Joanna Wu, que começou a trabalhar para a firma de contabilidade PwC em setembro passado, disse que suas únicas interações com os colegas eram por meio de videochamadas, que pareciam ter uma agenda rígida que impedia a socialização.

Você sabe que a motivação das pessoas é baixa quando as câmeras estão todas desligadas, disse Wu, 23 anos. Havia um claro desinteresse de todos em ver os rostos uns dos outros.

Em vez disso, disse ela, encontrou consolo em novos hobbies, como cozinhar vários pratos chineses e convidar amigos para jantares. Ela chamou isso de vida dupla. Em agosto, ela desistiu. Eu me sinto tão livre, ela disse.

Martin Anquetil, 22, que começou a trabalhar no Google em agosto do ano passado, também nunca se encontrou com seus colegas pessoalmente. O Google não se esforçou muito para fazer com que ele se sentisse conectado socialmente, disse ele, e não havia brindes ou outras vantagens de escritório - como comida de graça - pelos quais a empresa de internet é famosa.

Anquetil disse que sua atenção começou a vagar. Suas sessões de videogame na hora do almoço se transformaram em horário de trabalho, e ele começou a comprar destaques do basquete no NBA Top Shot, um mercado de criptomoedas, enquanto trabalhava. Em março, ele saiu do Google para trabalhar no Dapper Labs, a startup que se uniu à National Basketball Association para criar o Top Shot.

Se alguém quiser trabalhar no Google e trabalhar 20 horas por semana e fingir que está gastando 40 enquanto faz outras coisas, tudo bem, mas eu queria mais conexão, disse ele.

O Google se recusou a comentar.

Para ajudar a evitar que mais pessoas deixem seus empregos porque não formaram vínculos pessoais, alguns empregadores estão reconfigurando suas culturas corporativas e criando novos cargos como chefes remotos para manter os funcionários trabalhando bem juntos e se sentindo motivados. Em novembro, o Facebook contratou um diretor de trabalho remoto, que é responsável por ajudar a empresa a se ajustar a uma força de trabalho quase sempre remota.

Outras empresas que rapidamente mudaram para o trabalho remoto não são adeptas de promover a comunidade por meio de videochamadas, disse Jen Rhymer, uma pós-doutoranda em Stanford que estuda locais de trabalho.

Eles não podem simplesmente dizer: ‘Oh, seja social, vá para happy hours virtuais’, disse Rhymer. Isso por si só não vai criar uma cultura de construção de amizades.

Ela disse que as empresas podem ajudar os trabalhadores isolados a se sentirem motivados ao abraçar a socialização, em vez de fazer com que os funcionários tomem a iniciativa. Isso inclui agendar atividades em pequenos grupos, hospedar retiros presenciais e reservar um tempo para conversas do dia-a-dia, disse ela.

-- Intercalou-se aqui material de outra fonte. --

PR #67, opened 2016-03-01
Login credentials now optional

jenow:


src/kuzzle.js
```diff
@@ -434,6 +434,11 @@ Kuzzle.prototype.login = function (strategy, credentials, expiresIn, cb) {
       strategy: strategy
     };
 
+  // don't need credentials in case of an OAUTH strategy
+  if (typeof credentials === 'number' || typeof credentials === 'string') {
```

Os empregadores que nunca se encontram com seus trabalhadores pessoalmente também estão contribuindo para o aumento de empregos, pois estão mais dispostos a dispensá-los. Sean Pressler, que no ano passado se juntou ao Potsandpans.com, um site de comércio eletrônico em San Francisco, para fazer vídeos de marketing, disse que foi demitido em novembro sem aviso prévio.

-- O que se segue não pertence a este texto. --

PR #70, opened 2016-03-18
implemented offline queue loader and new events

scottinet:
Allow SDK developers to act on offline queue activity, the main purpose being to allow them to locally persist the queue if needed.

* fires a new `offlineQueuePush` event everytime a new request is queued (if it passes optional filters). The event  provides the pushed request and its associated callback to the event handler

* fires a new `offlineQueuePop` event everytime a request is deleted from the queue. The event provides the poped request to the event handler

* added a new SDK global property, called `offlineQueueLoader`. This property can be set with a function. If set, the provided function is called automatically to fill the offline queue before replaying it. Duplicates are removed, using the request ID as an unique key. Dequeuing can now throw exceptions if the property is improperly set or if the returned values are incorrect


benoitvidis:
+1

jenow:
+1

stafyniaksacha:
+1

PR #72, opened 2016-04-01
fixed setContent and update in KuzzleSecurityDocument

scottinet:
* The `KuzzleSecurityDocument.setContent` method was taking a `replace` argument, which is wrong: because of the way security document objects are constructed, this argument had no effect
* The `KuzzleSecurityDocument.update` method was updating the internal object content with the `content` argument instead of the updated source of the document


AnthonySendra:
+1

dbengsch:
+1

xbill82:
Seems Legit! +1

scottinet:
@xbill82 > well in fact, the SDK documentation didn't change in that regard. I implemented the `setContent` method in security objects by copying/pasting the one in `KuzzleDocument` without giving it a second thought, and that was clearly wrong.

So you may view this PR as a way to fix the SDK regarding the documentation. :-)

PR #74, opened 2016-04-06
hotfix: error event does not forward info

scottinet:
The `error` event wasn't forwarding anything to its listeners. This has been fixed: listeners now receive the connection error object.


xbill82:
+1

Issue #81, opened 2016-05-09
Refactor dataCollectionFactory signature


scottinet:
The arguments provided to the `dataCollectionFactory` method should be inverted, so that the optional `index` argument appears _after_ the required `collection` one

PR #86, opened 2016-05-24
fixes issue #81

scottinet:
Inverted the `index` and `collection` arguments of the `Kuzzle.dataCollectionFactory` method, to make the optional argument appear after the required one.


jenow:
+1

Pressler, 35, disse que não se encontrar fisicamente e não conhecer seus chefes e colegas o tornava dispensável. Se ele tivesse construído relacionamentos pessoais, ele disse que teria sido capaz de obter feedback sobre seus vídeos panorâmicos e riff de ideias com colegas, e pode até mesmo ter percebido que os cortes estavam por vir muito antes de ser despedido.

Em vez disso, disse ele, me senti como um nome em uma planilha. Apenas alguém em quem você pode apagar.

E seus colegas de trabalho? Eu nem sei se eles sabem quem eu fui, disse ele.

Este artigo foi publicado originalmente no The New York Times.